** Material provided follows **
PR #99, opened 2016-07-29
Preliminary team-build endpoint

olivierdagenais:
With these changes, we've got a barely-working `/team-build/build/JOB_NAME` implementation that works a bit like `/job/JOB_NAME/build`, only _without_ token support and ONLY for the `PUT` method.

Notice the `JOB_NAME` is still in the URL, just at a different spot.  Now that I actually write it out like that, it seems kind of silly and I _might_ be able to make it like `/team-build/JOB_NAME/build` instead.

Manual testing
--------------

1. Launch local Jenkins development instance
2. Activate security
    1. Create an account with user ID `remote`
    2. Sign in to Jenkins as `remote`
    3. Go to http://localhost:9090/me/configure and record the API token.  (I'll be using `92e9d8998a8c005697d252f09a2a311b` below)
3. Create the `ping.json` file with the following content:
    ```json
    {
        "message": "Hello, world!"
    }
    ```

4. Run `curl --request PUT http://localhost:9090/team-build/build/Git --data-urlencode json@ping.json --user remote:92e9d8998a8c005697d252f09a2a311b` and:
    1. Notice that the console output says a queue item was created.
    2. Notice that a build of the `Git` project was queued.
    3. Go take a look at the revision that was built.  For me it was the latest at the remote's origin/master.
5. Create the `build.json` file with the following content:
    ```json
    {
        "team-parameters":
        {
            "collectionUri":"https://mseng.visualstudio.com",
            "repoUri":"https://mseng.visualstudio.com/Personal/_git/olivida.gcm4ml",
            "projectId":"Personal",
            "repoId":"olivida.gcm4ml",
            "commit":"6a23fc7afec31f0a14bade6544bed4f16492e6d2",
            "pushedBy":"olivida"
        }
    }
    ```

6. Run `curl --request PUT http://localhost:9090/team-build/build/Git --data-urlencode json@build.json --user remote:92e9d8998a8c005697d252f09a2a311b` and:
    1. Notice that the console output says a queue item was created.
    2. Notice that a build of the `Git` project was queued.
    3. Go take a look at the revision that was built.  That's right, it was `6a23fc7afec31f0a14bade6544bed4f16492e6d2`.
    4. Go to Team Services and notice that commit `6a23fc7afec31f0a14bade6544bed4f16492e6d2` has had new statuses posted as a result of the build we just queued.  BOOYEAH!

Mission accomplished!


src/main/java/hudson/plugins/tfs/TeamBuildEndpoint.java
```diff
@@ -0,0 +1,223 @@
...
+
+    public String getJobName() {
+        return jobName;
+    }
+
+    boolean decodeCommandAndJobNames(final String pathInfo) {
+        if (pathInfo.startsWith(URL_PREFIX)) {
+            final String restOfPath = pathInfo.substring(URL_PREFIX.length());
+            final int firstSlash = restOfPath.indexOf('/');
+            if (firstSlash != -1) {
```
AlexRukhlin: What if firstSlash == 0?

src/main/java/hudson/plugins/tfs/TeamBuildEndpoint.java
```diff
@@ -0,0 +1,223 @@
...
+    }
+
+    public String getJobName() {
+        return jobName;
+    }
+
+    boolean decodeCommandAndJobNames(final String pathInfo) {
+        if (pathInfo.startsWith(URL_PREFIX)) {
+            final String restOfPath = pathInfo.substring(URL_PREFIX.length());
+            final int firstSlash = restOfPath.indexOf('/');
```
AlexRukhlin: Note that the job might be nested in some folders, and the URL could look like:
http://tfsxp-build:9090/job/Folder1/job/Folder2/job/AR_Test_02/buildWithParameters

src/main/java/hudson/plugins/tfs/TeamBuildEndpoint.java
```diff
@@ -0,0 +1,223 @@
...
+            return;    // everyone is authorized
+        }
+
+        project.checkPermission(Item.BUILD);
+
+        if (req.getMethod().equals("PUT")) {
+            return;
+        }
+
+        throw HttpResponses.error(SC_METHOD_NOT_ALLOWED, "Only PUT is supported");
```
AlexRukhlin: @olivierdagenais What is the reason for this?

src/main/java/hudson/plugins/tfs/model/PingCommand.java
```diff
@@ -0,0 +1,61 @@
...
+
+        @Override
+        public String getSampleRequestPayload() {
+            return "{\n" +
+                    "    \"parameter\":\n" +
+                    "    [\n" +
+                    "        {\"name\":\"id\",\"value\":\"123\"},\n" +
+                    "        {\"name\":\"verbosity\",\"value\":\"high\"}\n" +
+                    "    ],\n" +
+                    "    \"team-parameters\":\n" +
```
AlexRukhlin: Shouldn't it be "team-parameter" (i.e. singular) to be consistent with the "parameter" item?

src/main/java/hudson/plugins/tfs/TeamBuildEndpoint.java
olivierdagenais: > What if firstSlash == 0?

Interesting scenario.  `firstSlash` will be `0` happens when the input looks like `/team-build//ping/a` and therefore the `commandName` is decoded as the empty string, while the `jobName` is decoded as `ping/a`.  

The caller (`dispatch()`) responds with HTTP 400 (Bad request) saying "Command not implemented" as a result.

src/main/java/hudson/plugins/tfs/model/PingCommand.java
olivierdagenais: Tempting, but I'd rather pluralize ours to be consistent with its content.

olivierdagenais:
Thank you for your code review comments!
** End of Material provided **
→ Description of the task: Within the data above, find the lines that contain the word "Jenkins" and copy each of them.

→ Written solution:
1. Launch local Jenkins development instance
    2. Sign in to Jenkins as `remote`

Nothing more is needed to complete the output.